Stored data
PR #655, opened 2015-10-29
Eliminate inner class constructors correctly when ProGuard explicitly instructs so

### LINKED ISSUE #654: Inner class constructor not removed when ProGuard report explicitly lists it
Here is an edge case of the dead code eliminator. Usually if an inner class is not used, the class will just be a one-line entry in the ProGuard report:

```
Outer$Inner
```

But if for some reason ProGuard decides to keep the class but to remove all its fields (such as when some `-keep class com.example.*` is used), it lists all the fields in the inner class instead. For example:

```
Outer$Inner:
    int z
    final synthetic Outer this$0
    9:9:Outer$Inner(Outer,int)
    10:10:int f()
```

The problem is that J2ObjC does not remove the inner class constructor as instructed. Here's the Java code used:

```java
public class Outer {
  int y;
  public Outer(int x) { y = x; }

  class Inner {
    int z;
    Inner(int x) { z = x; }
    int f() { return z + y; }
  }
}
```

I've also made a [sample project](https://github.com/lukhnos/dead-code-elim-edge-case-j2objc) to demo the bug.

The cause is that dead code elimination is the first pass in the translation processor, and therefore `BindingUtil.getSignature` cannot return well-formed inner class constructor signature, since those methods are not yet furnished with outer types by a later pass (I believe it's `InnerClassExtractor`).

I have an upcoming patch that adds a new `getProGuardSignature` method to `BindingUtil` though I wonder if the dead code elimination pass can be run at a later stage.

lukhnos:
This fixes #654 by adding a new `getProGuardSignature` method to `BindingUtil` so that the dead code eliminator can use the correct signature to match against the dead code report. As mentioned in #654, the signature was not correct because dead code elimination is the first pass in the translation processor, before inner class methods are furnished with outer types in a later pass.

Since `InitializationNormalizer` needs the dead code map to work correctly, I wonder if dead code elimination should be done after `InnerClassExtractor` is finished, but I'm not sure if the pass will still work after the nodes have been modified by the other passes. The downside of the approach here is one more special case in `BindingUtil`, though I believe it's straightforward enough for the job.

This also fixes [a previous test case](https://github.com/lukhnos/j2objc/commit/0024184c7ea56c399149974c2f732b5a2641557f), as I don't think ProGuard produces the same signature.

### DIFF
--- a/translator/src/main/java/com/google/devtools/j2objc/translate/DeadCodeEliminator.java
+++ b/translator/src/main/java/com/google/devtools/j2objc/translate/DeadCodeEliminator.java
@@ -155,7 +155,7 @@ public class DeadCodeEliminator extends TreeVisitor {
         }
         IMethodBinding binding = method.getMethodBinding();
         String name = getProGuardName(binding);
-        String signature = BindingUtil.getSignature(binding);
+        String signature = BindingUtil.getProGuardSignature(binding);
         if (deadCodeMap.isDeadMethod(clazz, name, signature)) {
           if (method.isConstructor()) {
             deadCodeMap.addConstructorRemovedClass(clazz);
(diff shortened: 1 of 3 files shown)


tomball:
Thanks for the fix! I'm also nervous about rearranging the translation phases, as there are several dependencies (just like in a compiler).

PROBLEM TO WORK ON:
Each line from the one containing "deadCodeMap.addConstructorRemovedClass(clazz);" through the last line of the entries above is to be returned exactly, and no others.

EXPECTED OUTPUT:
             deadCodeMap.addConstructorRemovedClass(clazz);
(diff shortened: 1 of 3 files shown)


tomball:
Thanks for the fix! I'm also nervous about rearranging the translation phases, as there are several dependencies (just like in a compiler).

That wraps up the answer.